BioRouter is architecturally immune to this failure mode. The data
is stored in GCS, but access is controlled by the patient's wallet
private key, not by GenoBank's corporate infrastructure. If GenoBank
ceased operations, the biocid_registry MongoDB data
could be exported and run by any operator; the cryptographic ownership
proofs are wallet-native and do not require GenoBank's servers to
validate. The x402 payment contract on Sequentias Network is
self-executing and does not require GenoBank to process or approve
payments.
14. Conclusion
BioRouter represents a production implementation of the principle that patient ownership of genomic data is achievable without sacrificing data quality, analytical utility, or economic viability. The protocol demonstrates that the traditional tradeoffs in health data governance— privacy versus utility, control versus accessibility, patient rights versus research progress—are artifacts of a centralized custody architecture rather than fundamental constraints.
The four-tier authorization cascade provides a graduated access model that accommodates the full range of legitimate access patterns: direct owner access, explicit consent-based sharing, transferable NFT-linked permissions, and market-priced researcher access. Each tier is cryptographically enforced; none requires trust in GenoBank as an intermediary.

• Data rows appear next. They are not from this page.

PR #1827, opened 2017-11-23
unshow image header

stef74:
unshow img on header


stef74:
ready for review (easy)

asaunier:
My **personal** opinion: I would keep the image headers, at least a few weeks, to figure out if they really cause problems, how they could be solved and the feedbacks of users in the real website.

Issue #1831, opened 2017-11-27
title emphasis


cbeauchesne:
Handle this pattern

    ### title # emphasis

stef74:
ready for testing = on the demo server , it is the case ?

cbeauchesne:
Oups, no sorry, I've missunderstood the meaning of this label.

asaunier:
I have added the "ready for testing" label because it will soon be available on the demo (anticipating a bit).
When a PR has been merged, the related issue should be tagged "ready for demo" (this way we know that it should become "ready for testing" when the demo is updated).

cbeauchesne:
ok

PR #1832, opened 2017-11-27
Header emphasis

cbeauchesne:
Feature #1831


cbeauchesne:
I've done a squash&merge, is it a good solution?

asaunier:
> I've done a squash&merge, is it a good solution?

It's OK. But I think it is better to have well organised PR before reviewing and merging.
Next time don't forget to use "git commit --amend" or "git rebase -i" etc. as described in https://github.com/c2corg/v6_ui/wiki/Git-Cookbook#managing-commits Thanks :)

PR #1839, opened 2017-11-30
Fix design new design issue

stef74:
- [x] fix area size

- [x] fix activity size (for more than 2 act)

- [x] highligh card when select an object on map (search)

### DIFF
--- a/less/cards.less
+++ b/less/cards.less
@@ -1,6 +1,16 @@
 .list.advanced-search {
   margin-top: 10px;
 }
+
+.hovered-card() {
+  background-color: #EFEFEF;
+  transition: 0.1s ease-in-out;
+}
+
+.highlight .post {
+  .hovered-card;
+}
+
 .post {
   -webkit-box-shadow: 0 1px 4px 0 rgba(0,0,0,0.14);
   box-shadow: 0 1px 4px 0 rgba(0,0,0,0.14);
@@ -16,6 +26,10 @@
   margin-bottom: 15px;
   outline: none;
   cursor:pointer;
+  
+  &:hover  {
+    .hovered-card;
+  }
 
   &.card-outing {
     .infoa {
@@ -242,7 +256,7 @@
 
       .parent-activity {
         display: flex;
-        width: 80px;
+        width: 90px;
         overflow: hidden;
         height: 30px;
       }
@@ -443,7 +457,7 @@
           .parent-infop {
             width: 20%;
             &.parent-infop-first {
-              width: 70px;
+              width: 50%;
             }
           }
         }
@@ -590,8 +604,6 @@
             width: 35%;
           }
         }
-
-
       }
       &.card-outing {
         .inlist {
@@ -624,16 +636,15 @@
         .outing-icon-infos {
           width:  150px;
         }
-        .area  {
-          width:  10%;
-          max-width: 120px;
+        .area {
+          width:  20%;
+          max-width: 500px;
         }
         
         .large {
           width:  25%;
-          max-width: 250px;
+          max-width: 500px;
         }
-        
       }
       &.card-waypoint {
         .bquality{
@@ -656,7 +667,7 @@
         .parent-infop {
           width: 20%;
           &.parent-infop-first {
-            width: 70px;
+            width: 50%;
           }
         }
       }
@@ -792,19 +803,12 @@
         display: none;
       }
     }
-  }
-}
-
-@media @big {
-  .area {
-    width:  20%;
-    max-width: 600px;
-  }
-}
-@media @verybig {
-  .large {
-    width:  20%;
-    max-width: 600px;
+    .post.card-outing {
+      .area {
+        width:  10%;
+        max-width: 120px;
+      }
+    }       
   }
 }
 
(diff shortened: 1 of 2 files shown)


stef74:
@asaunier I'm blcoking on hilight the card when have focus on map object ... m'y undetrsand is use hilight on .post class ... but not working

brunobesson:
@stef74 could you more explicit on what you are trying to solve for someone that couldn't follow the discussions and needs an update?
I might be able to help you

stef74:
I try to highlight thé card When hover élément on map ( same behavior thaï previous design)

brunobesson:
The `highlight` class is applied to the div class wrapping the card itself.

Instead of

    &:hover, &.highlight {
      background-color: #EFEFEF;
      transition: 0.1s ease-in-out;
      cursor: pointer;
    }

you should use only

    &:hover {
      background-color: #EFEFEF;
      transition: 0.1s ease-in-out;
      cursor: pointer;
    }

and put something link the following aside

    .highlight .post {
      background-color: #EFEFEF;
      transition: 0.1s ease-in-out;
      cursor: pointer;
    }

Maybe some mixin could be used to factorize the code.

brunobesson:
@stef74 is it OK for you with the explanations I provided?

stef74:
I have not found time to try ... lot of work and travel ... and lot of snow
!

2017-12-09 18:14 GMT+01:00 Bruno Besson <notifications@github.com>:

stef74:
@brunobesson it's work. Ready for review

less/cards.less
```diff
@@ -443,7 +462,7 @@
           .parent-infop {
             width: 20%;
             &.parent-infop-first {
-              width: 70px;
```
brunobesson: Could you explain where this applies? I couldn't find.

less/cards.less
```diff
@@ -784,27 +802,20 @@
     }
   }
 }
-
+
```
brunobesson: useless spaces, please remove

less/cards.less
```diff
@@ -625,15 +644,14 @@
           width:  150px;
         }
         .area  {
```
brunobesson: why not removing the duplicated space before the bracket in the meantime? :wink:

less/cards.less
```diff
@@ -625,15 +644,14 @@
...
-          width:  10%;
-          max-width: 120px;
+          width:  20%;
```
brunobesson: two spaces between value

brunobesson: Concerning the area modifications, I wasn't able to understand where your modifications apply either, sorry (still this mess in the CSS :sob:). Could you provide more details or some screenshots of before/after?

less/cards.less
```diff
@@ -16,6 +23,18 @@
   margin-bottom: 15px;
   outline: none;
   cursor:pointer;
+  
+  &:active {
```
brunobesson: What is this for? I see no difference when clicking the item, because there is already no outline for `.post` on line 17/24

less/cards.less
```diff
@@ -16,6 +23,18 @@
...
+    -webkit-transition: .2s ease-in-out;
+    transition: 0.2s ease-in-out;
+    outline: none;
+  }
+  
+  &:hover  {
+    background-color: #EFEFEF;
```
brunobesson: Didn't like the mixin suggestion?
I think it would improve maintenance and readability of the code. Something like

    .hovered-card() {
      background-color: #EFEFEF;
      transition: 0.1s ease-in-out;
    }

    &:hover {
      .hovered-card;
    }
    
    .highlght .post {
      .hovered-card;
    }

Also, why is the cursor set to pointer hen hovering and highlight class is applied? Either set it only when hovered, or always.

less/cards.less
stef74: Copy past methology ... I have removed this block

less/cards.less
stef74: fix

less/cards.less
stef74: in list format they permit to show 2 activity  and the number of other activity

less/cards.less
stef74: I don't know I can do this ;-)

less/cards.less
stef74: It's for list to equilibrate the content. i provide some screenshot

stef74:
capture d ecran 2017-12-10 a 12 04 21
capture d ecran 2017-12-10 a 12 04 18

stef74:
@brunobesson better now ?

less/cards.less
brunobesson: Isn't it the goal of line 245/259?

less/cards.less
```diff
@@ -1,6 +1,16 @@
 .list.advanced-search {
   margin-top: 10px;
 }
+
+.hovered-card() {
+  background-color: #EFEFEF;
+  transition: 0.1s ease-in-out;
+}
+
+.highlght .post {
```
brunobesson: there seem to be a typo: `.highlght` > `.highlight`.
Have you checked your modifications?

brunobesson:
Mmh. OK, maybe I haven't understood everything also because I haven't tested the list view! It would explain the parts I was missing.

When your PR is ready, don't forget to rebase before merging, thanks :stuck_out_tongue:

PR #1846, opened 2017-12-01
Hide inner scrollbar on mobile

### LINKED ISSUE #1845: Viewdoc content should hide scrollbars

brunobesson:
(and by the way use less variable for color)


asaunier:
Could you use more explicit PR and commit titles?

brunobesson:
There you go.
As this is an really simple change, thought a link to the corresponding ticket would be enough.

PR #1852, opened 2017-12-04
Fix user cards in outings and xreports edits

### LINKED ISSUE #1848: JS error when edit xreport
To be investigated

snapshot2

brunobesson:
* add missing information in user cards (lang)
* add auth user only when creating new outing
* rapid fix in order to have user cards - some more love needed though

fixes #1848

### DIFF
--- a/c2corg_ui/static/js/editing/outingediting.js
+++ b/c2corg_ui/static/js/editing/outingediting.js
@@ -81,11 +81,18 @@ app.OutingEditingController = function($scope, $element, $attrs, $http,
       );
     }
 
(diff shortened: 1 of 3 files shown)


stef74:
capture d ecran 2017-12-14 a 20 24 51


capture d ecran 2017-12-14 a 20 22 41

brunobesson:
>(lby adding empty card)

True. In another PR I think I have solved it, but I'll do it directly in this one then.

As for the design, yes, I explained in the commit that it needs some love. But it's always better than the current state!

Also, to test this PR, you should have the dev console open and check that there are no dubious JS errors occuring...

Issue #1790, opened 2017-09-15
Only the first segment of GPX tracks are imported


asaunier:
When uploading a GPX track with several segments (for instance if the GPS has been turned off while recording), all segments are shown on the document editing form map but only the first segment is actually sent to the API.

Most likely because of https://github.com/c2corg/v6_ui/blob/master/c2corg_ui/static/js/editing/documentediting.js#L428

It would make sense to concatenate segments instead so the the whole track is sent to the API and saved to the document.

Simplified example of multi-segment GPX file:
```
<?xml version="1.0" encoding="UTF-8"?>
<gpx xmlns="http://www.topografix.com/GPX/1/1" version="1.1" creator="MyGPSFiles" xsi:schemaLocation="http://www.topografix.com/GPX/1/1 http://www.topografix.com/GPX/1/1/gpx.xsd" xmlns:xsi="http://www.w3.org/2001/XMLSchema-instance">
  <trk>
    <name>Bellegarde - St Cergue</name>
    <desc>Total: 63.6km</desc>
    <trkseg>
      <trkpt lat="46.11004142090678" lon="5.827384488657117">
        <ele>382.79998779296875</ele>
        <time>2017-09-10T03:11:34Z</time>
      </trkpt>
      <trkpt lat="46.110052736476064" lon="5.82740711979568">
        <ele>382.79998779296875</ele>
        <time>2017-09-10T03:11:36Z</time>
      </trkpt>
    </trkseg>
  </trk>
  <trk>
    <name>Bellegarde - St Cergue section 2</name>
    <trkseg>
      <trkpt lat="46.36913954280317" lon="6.017430983483791">
        <ele>1330.199951171875</ele>
        <time>2017-09-10T12:09:55Z</time>
      </trkpt>
      <trkpt lat="46.369090508669615" lon="6.017514215782285">
        <ele>1330</ele>
        <time>2017-09-10T12:10:02Z</time>
      </trkpt>
    </trkseg>
  </trk>
</gpx>
```

pixelfr:
This issue seems similar to that one:
[https://gis.stackexchange.com/questions/240697/how-to-merge-two-or-more-features-in-openlayers]()

I can start to implement the solution with JSTS.

pixelfr:
I made the following commit:
[https://github.com/pixelfr/v6_ui/commit/cc8c1cb2b3fa97cb6c68658d2dc3306b57522235]()

[...]

PR #1855, opened 2017-12-07
[WIP] Gps merge tracks

pixelfr:
I am trying to use JSTS to merge multiple tracks within one input `.gpx` file.

This PR is trying to solve issue #1790

At the moment:
* I created an externs file to use JSTS within closure. The externs file seems functional.
* I added some code in the scripts loading the `.gpx` tracks but it generates errors (see comments).


c2corg_ui/static/js/gpxupload.js
```diff
@@ -66,6 +66,20 @@ app.GpxUploadController.prototype.importGpx_ = function(gpx) {
...
     featureProjection: 'EPSG:3857'
   });
+  if (features.length > 1) {
+    var parser = new jsts.io.OL3Parser();
+    var gf = new jsts.geom.GeometryFactory();
+
+    var jstsFeatures = [];
+    for (var i = 0; i < features.length; i++) {
+      var geofeat = features[i].getGeometry();
+      var jstsfeat = parser.read(geofeat);
```
pixelfr: This line generates an error in Chrome
```
TypeError: Cannot read property 'Point' of undefined
    at Yn.read (deps.js:1439)
    at zC.c (build.js:983)
    at m.$digest (deps.js:1585)
    at m.$apply (deps.js:1588)
    at FileReader.d.onload (build.js:686)
```

c2corg_ui/static/js/gpxupload.js
```diff
@@ -66,6 +66,20 @@ app.GpxUploadController.prototype.importGpx_ = function(gpx) {
...
+      jstsFeatures.push(jstsfeat);
+    }
+    var jstsFeatureColl = gf.createGeometryCollection(jstsFeatures);
```
tsauerwein: For routes and outings, either a `LineString` or `MultiLineString` is expected. So, the API will complain about a geometry collection.

https://github.com/c2corg/v6_api/blob/c4152e4ffd3f2ff801cebc60dcec4eb310db6e35/c2corg_api/models/route.py#L328-L329

pixelfr: The geometry collection goes through a union, so it should be good no?

tsauerwein:
Thanks for your work on this, @pixelfr!

I would probably try to merge the different geometries manually into a `MultiLineString`. Something like:
```javascript
if (features.length > 1) {
  var layout = features[0].getGeometry().getLayout();
  var track = new ol.geom.MultiLineString([], layout);

  for (var i = 0; i < features.length; i++) {
    var geom = features[i];
    if (geom instanceof ol.geom.LineString) {
      track.appendLineString(geom);
    } else if(geom instanceof ol.geom.MultiLineString) {
      var multiLine = /** type{ol.geom.MultiLineString} */ (geom);
      multiLine.getLineStrings().forEeach(function(line) {
        track.appendLineString(geom);
      });
    }
  }
}
```
(untested)

c2corg_ui/static/js/gpxupload.js
tsauerwein: I am not sure from the docs: https://bjornharrtell.github.io/jsts/doc/api/jsts.geom.GeometryCollection.html#union

stef74:
@pixelfr what is the status of this PR ?

pixelfr:
An unexpected event happened and I couldn't look at it for a while. I can try to have another look. I think I saw another discussion regarding the gps track on the c2c forum. Is there still a use for what I was trying to do?

PR #1858, opened 2017-12-08
Section collapse

brunobesson:
Rework section collapsing so that it works again with the new design.


stef74:
@brunobesson could you fix conflict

The BioCID addressing scheme decouples data identity from storage location, enabling storage backend migration, multi-cloud deployment, and auditable data lineage without exposing infrastructure details to clients. ERC-8004 agent attribution in the BioCID format extends this lineage to AI-generated derived datasets, laying the foundation for auditable AI in genomic medicine.
The live deployment at biorouter.genobank.app is available for integration by healthcare providers, research institutions, DTC genomics platforms, and AI health agent developers. API documentation and integration guides are available at genobank.io/developers.
Privacy is not about hiding data or making it fuzzy. Privacy is about giving patients complete control over their authentic, high-quality data, with full transparency about its use and fair compensation for its value. BioRouter makes this principle operational.